The Financial Conduct Authority (FCA) has been trying to tackle the mis-selling of insurance throughout all channels, bringing in measures to enforce greater transparency around products, but its latest report outlines that significant potential for customer harm remains
The UK Financial Conduct Authority (FCA) has issued a warning to the general insurance sector to ensure policies aren’t being mis-sold to customers by distribution partners.
A report from the regulator found that distributors selling supplementary vehicle insurance products, like guaranteed asset protection, were making an average of 60% commission on every policy.
Jonathan Davidson, FCA executive director of supervision for retail and authorisations, said: “Through our recent work we have continued to see poor manufacturing, sales and distribution approaches leading to sales of low value and inappropriate products, unfair treatment of claims and service issues.
“The widespread extent of these issues demonstrates a culture which pays insufficient regard to customer outcomes in some parts of the general insurance sector.
“We are going to carry out further supervisory work to make sure that firms meet their obligations and will not hesitate to use the full range of our regulatory powers.”
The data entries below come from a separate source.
PR #664, opened 2018-12-14
[676] Hiring staff using the new table can get back to the table in …

tahb:
…1 click

* No JS and mobile views with small aspects are automatically switched from tabs to a single page of stacked tables by the design system - no problem for us
* On Desktop if you clicked through the new available tabs in the jobs table (draft, expired, etc), then clicked to view or edit a job and used the browsers back function to go backwards, the url would change but the page content would not.
* Instead the browser would cycle back through all the history /school#draft, /school#published, /school#published before it got to /school and it would then render the page.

ABI defends insurance companies
Hugh Savill, director of regulation at the Association of British Insurers (ABI), spoke out in support of insurance providers, reassuring customers that most firms provide good value products.
He said: “The FCA’s report is based on findings in a limited range of products, which make up a tiny part of the large general insurance market.
“The majority of customers, buying direct, from a broker, or from a comparison website, should not be concerned with these findings.
“People continue to get good value, quality products from their insurers, which help them protect their homes, vehicles and livelihoods.
“There are clearly remaining problems in some distribution chains, and it is very important that these are addressed.”
Commission for insurance distributors raises consumer prices
Some general insurance distribution chains involve only one or two parties – such as direct insurers or an insurer and broker – but others can include multiple parties.
The FCA’s report highlights that high commission payments within the distribution chain can result in customers paying significantly higher prices than the production and delivery costs of the products they are buying.
It also raises concerns over the high risk of unsuitable sales, for example, where the distributor is selling insurance alongside a non-financial product, like a car, white goods or a holiday.
Insurers falling short
The EU introduced stricter regulatory measures under the Insurance Distribution Directive (IDD) last year, which came into effect on 1 October 2018.
Previous regulation under the Insurance Mediation Directive was thought to be lacking in rules around transparency about insurance products, with distributors having the ability to bundle non-financial products and supplementary cover together into one package.
The IDD made it a requirement for customers to have the choice to purchase insurance alongside products.
It also forced insurers to be more transparent about their pricing, including information about the production and delivery costs of financial products.
Despite these stricter rules, this latest FCA report has shown insurance companies are still falling short of the regulator’s expectations when it comes to monitoring and controlling those authorised to sell their products.
A 2016 report on the behaviour of appointed representatives – those authorised by insurers to distribute their products – revealed similar concerns, but this latest report outlines that significant potential for customer harm remains.